「賀状書くうすき縁となりにけり」…
「賀状書くうすき縁となりにけり」(岡部十絲子)。このところ、駅前などで年賀ハガキの出張販売を見かけるようになった。12月の風物詩になっているといえそうだ。
といっても、年賀状のことを考えるのはちょっと早い気もする。余程送る枚数の多い人のほかは、意識するのはクリスマス前後ではないだろうか。習慣とはいえ、年を越す前に新年の挨拶を書くのは普通に考えれば奇妙なこと。だが、誰も不思議には思わない。
これはもちろん、元日に年賀状が届くためだ。確かに年賀状が来ると嬉しいもの。それを思えば、早めに買っておきたいのだが、用事の途中だと、必要な枚数がとっさに思い浮かばない。それで出張販売を見かけても購入をためらうことが多い。

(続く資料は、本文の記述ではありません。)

PR #1387, opened 2021-03-22
Fill internal or external IP for HostIPKey if BGP is disabled

sridhartigera:
HostIPKey is filled with bgp address. If BGP is disabled, the hostIP we pass to the BPF programs is nil and the host end point programs fail to attach. Hence as a fallback, fill in the internal ip or external IP.

## Todos
- [ ] Tests
- [ ] Documentation
- [ ] Release note

## Release Note

```release-note
None required
```

### DIFF
--- a/lib/apis/v3/node.go
+++ b/lib/apis/v3/node.go
@@ -64,6 +64,7 @@ type NodeSpec struct {
 type NodeAddress struct {
 	// Address is a string representation of the actual address.
 	Address string `json:"address" validate:"net"`
+	Type string `json:"type" validate:"omitempty"`
 }
 
 type NodeStatus struct {
--- a/lib/apis/v3/node.go
+++ b/lib/apis/v3/node.go
@@ -23,6 +23,9 @@ import (
 const (
 	KindNode     = "Node"
 	KindNodeList = "NodeList"
+	CalicoNodeIP = "CalicoNodeIP"
+	InternalIP   = "InternalIP"
+	ExternalIP   = "ExternalIP"
 )
 
 // +genclient
@@ -64,7 +67,9 @@ type NodeSpec struct {
 type NodeAddress struct {
 	// Address is a string representation of the actual address.
 	Address string `json:"address" validate:"net"`
-	Type string `json:"type" validate:"omitempty"`
+
+	// Type is the node IP type
+	Type string `json:"type,omitempty" validate:"omitempty,ipType"`
 }
 
 type NodeStatus struct {
--- a/lib/backend/k8s/resources/node.go
+++ b/lib/backend/k8s/resources/node.go
@@ -306,17 +306,19 @@ func K8sNodeToCalico(k8sNode *kapiv1.Node, usePodCIDR bool) (*model.KVPair, erro
 func fillAllAddresses(calicoNode *apiv3.Node, k8sNode *kapiv1.Node) {
 	if bgp := calicoNode.Spec.BGP; bgp != nil {
 		if addr := bgp.IPv4Address; addr != "" {
-			calicoNode.Spec.Addresses = append(calicoNode.Spec.Addresses, apiv3.NodeAddress{Address: addr})
+			calicoNode.Spec.Addresses = append(calicoNode.Spec.Addresses, apiv3.NodeAddress{Address: addr, Type: "bgp"})
 		}
 		if addr := bgp.IPv6Address; addr != "" {
-			calicoNode.Spec.Addresses = append(calicoNode.Spec.Addresses, apiv3.NodeAddress{Address: addr})
+			calicoNode.Spec.Addresses = append(calicoNode.Spec.Addresses, apiv3.NodeAddress{Address: addr, Type: "bgp"})
 		}
 	}
 
 	for _, kaddr := range k8sNode.Status.Addresses {
 		switch kaddr.Type {
-		case kapiv1.NodeInternalIP, kapiv1.NodeExternalIP:
-			calicoNode.Spec.Addresses = append(calicoNode.Spec.Addresses, apiv3.NodeAddress{Address: kaddr.Address})
+		case kapiv1.NodeInternalIP:
+			calicoNode.Spec.Addresses = append(calicoNode.Spec.Addresses, apiv3.NodeAddress{Address: kaddr.Address, Type: "int"})
+		case kapiv1.NodeExternalIP:
+			calicoNode.Spec.Addresses = append(calicoNode.Spec.Addresses, apiv3.NodeAddress{Address: kaddr.Address, Type: "ext"})
 		default:
 			continue
 		}
--- a/lib/backend/k8s/resources/node.go
+++ b/lib/backend/k8s/resources/node.go
@@ -306,19 +306,19 @@ func K8sNodeToCalico(k8sNode *kapiv1.Node, usePodCIDR bool) (*model.KVPair, erro
 func fillAllAddresses(calicoNode *apiv3.Node, k8sNode *kapiv1.Node) {
 	if bgp := calicoNode.Spec.BGP; bgp != nil {
 		if addr := bgp.IPv4Address; addr != "" {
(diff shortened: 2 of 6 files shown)


lib/backend/k8s/resources/node.go
```diff
@@ -306,17 +306,19 @@ func K8sNodeToCalico(k8sNode *kapiv1.Node, usePodCIDR bool) (*model.KVPair, erro
 func fillAllAddresses(calicoNode *apiv3.Node, k8sNode *kapiv1.Node) {
 	if bgp := calicoNode.Spec.BGP; bgp != nil {
 		if addr := bgp.IPv4Address; addr != "" {
-			calicoNode.Spec.Addresses = append(calicoNode.Spec.Addresses, apiv3.NodeAddress{Address: addr})
+			calicoNode.Spec.Addresses = append(calicoNode.Spec.Addresses, apiv3.NodeAddress{Address: addr, Type: "bgp"})
```
caseydavenport, line 309: Types should follow Kubernetes API conventions for enums.

So basically casing.

```
- BGP
- ExternalIP
- InternalIP
```

IMO there's no reason to reinvent the types. Let's just use the same values k8s already does.

caseydavenport: The "BGP" value is probably not what we want to call it, given it's used for more than just BGP nowadays anyway, and isn't orthogonal with InternalIP (most cases they are probably the same thing). For example, this IP will be set in VXLAN mode even with BGP/BIRD disabled entirely. 

I would suggest one of the following:
- Treat this address as an `InternalIP` and have the felix code use the first InternalIP it finds in the list.
- Call this type something more generic - "AutodetectedIP" or something.

lib/apis/v3/node.go
```diff
@@ -64,6 +64,7 @@ type NodeSpec struct {
 type NodeAddress struct {
 	// Address is a string representation of the actual address.
 	Address string `json:"address" validate:"net"`
+	Type string `json:"type" validate:"omitempty"`
```
fasaxc, line 67: Type should be optional and validated

fasaxc: The types should follow k8s naming conventions

lib/backend/k8s/resources/node.go
fasaxc: `CalicoNodeIP` ?

lib/backend/syncersv1/updateprocessors/felixnodeprocessor.go
```diff
@@ -93,6 +93,37 @@ func (c *FelixNodeUpdateProcessor) Process(kvp *model.KVPair) ([]*model.KVPair,
 				}
 			}
 		}
+		// Look for internal node address, if BGP is not running
+		if ipv4 == nil {
+			var ip *cnet.IP
+			var cidr *cnet.IPNet
+			for _,addr := range node.Spec.Addresses {
```
fasaxc, line 100: This loop and the one below are super similar; best to make a utility function:
```
if ipv4 == nil {
  ipv4 = findNodeAddress(node, "CalicoNodeIP" /* should actually be a constant */)
}
if ipv4 == nil {
  ipv4 = findNodeAddress(node, "InternalIP" /* should actually be a constant */)
}
if ipv4 == nil {
  ipv4 = findNodeAddress(node, "ExternalIP" /* should actually be a constant */)
}
```

lib/backend/syncersv1/updateprocessors/felixnodeprocessor.go
```diff
@@ -93,6 +93,37 @@ func (c *FelixNodeUpdateProcessor) Process(kvp *model.KVPair) ([]*model.KVPair,
...
+				if addr.Type == "int" {
+					ip, cidr, err = cnet.ParseCIDROrIP(addr.Address)
```
fasaxc, line 102: Need to check that it is an IPv4 address

fasaxc (dismissed):

lib/backend/k8s/resources/node.go
caseydavenport: CalicoNodeIP is a bit ambiguous as well isn't it? Because calico/node might be using an IP that isn't a CalicoNodeIP after this PR is merged :grin: 

I'd rather not have APIs tied to a particular software component (it's contribued, but what if we decide in the future that some component other than calico/node should do IP auto-detection?)

fasaxc: I was thinking of `CalicoNodeIP` as the "Node IP that has been configured in the Calico datamodel" rather than the "IP determined by calico/node" but `AutodetectedIP` or `CalicoAutodetectedIP` would be fine by me.  @sridhartigera suggest you and @caseydavenport discuss this and come to an agreement.

lib/backend/syncersv1/updateprocessors/felixnodeprocessor.go
```diff
@@ -93,6 +93,19 @@ func (c *FelixNodeUpdateProcessor) Process(kvp *model.KVPair) ([]*model.KVPair,
 				}
 			}
 		}
+		// Look for internal node address, if BGP is not running
```
caseydavenport, line 96: @fasaxc @sridhartigera I want to check my understanding here.

IIRC, newer version of Felix and Typha ignore the HostIPKey and instead use the full v3 Node object.

e.g. 
- https://github.com/projectcalico/felix/blob/c46999eec127ecec7dec03f5f23201e1d6eff987/calc/vxlan_resolver.go#L82-L83
- https://github.com/projectcalico/felix/blob/bbd5c2b04230b1f23006ad44fab1ed6ef79e1270/calc/l3_route_resolver.go#L160-L166

So I think in practice we could do without these lines? The only reason these would be needed is if we're running a new version of Typha against a vey old version of Felix, since the new Typha would need to send data model updates in a way that the old felix understands.

caseydavenport: I think the main thing I want to make sure is that any new code we're writing on the other side of this in Felix is looking at the v3 object and not at the HostIPKey, since that would be a step in the wrong direction.

lib/backend/k8s/resources/node.go
caseydavenport: Works for me!

lib/backend/syncersv1/updateprocessors/felixnodeprocessor.go
sridhartigera: We still use the HostIPKey 
https://github.com/projectcalico/felix/blob/master/calc/dataplane_passthru.go#L43. and the BPF end point manager receives HostMetaDataUpdate message from eventSequencer.

caseydavenport: sad.  I guess we're stuck with this for now.

It would be nice to clean up that code to use the full v3 resource. At that point we could stop mucking around with HostIPKeys in this code so we don't need to send the same information in multiple formats.

caseydavenport: So I think that means the CalicoNodeIP type is essentially unused until we switch the Felix code over to use the v3 resource.

Once Felix is switched, felix can determine which IP to use based on the list of addresses rather than the HostIPKey.

lib/backend/k8s/resources/node.go
sridhartigera: Can we go with AutoDetectedIP?

lib/backend/syncersv1/updateprocessors/felixnodeprocessor.go
sridhartigera: Right, CalicoNodeIP is unused for now.

lib/backend/k8s/resources/node.go
caseydavenport: I'm fine with CalicoNodeIP for now

caseydavenport (approved):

それに毎年のことだが、買った後で枚数が多かったり少なかったりして失敗するケースがままある。また、この時期には知人友人などから身内に不幸があったために年賀の「欠礼」を伝えてくる。近年、とみにその数が増えている気がする。寂しいが、これも仕方がないことである。
最近は年賀状に限らず、ハガキの文字は印刷したものがほとんど。それで、たまに手書きのものが来ると妙に気持ちがなごんでくる。
やはり気持ちを伝えるには手書きで一言添えるのも礼儀。とはいえ、「年賀状だけのえにしもいつか切れ」(稲畑汀子)とならないように気をつけたいものである。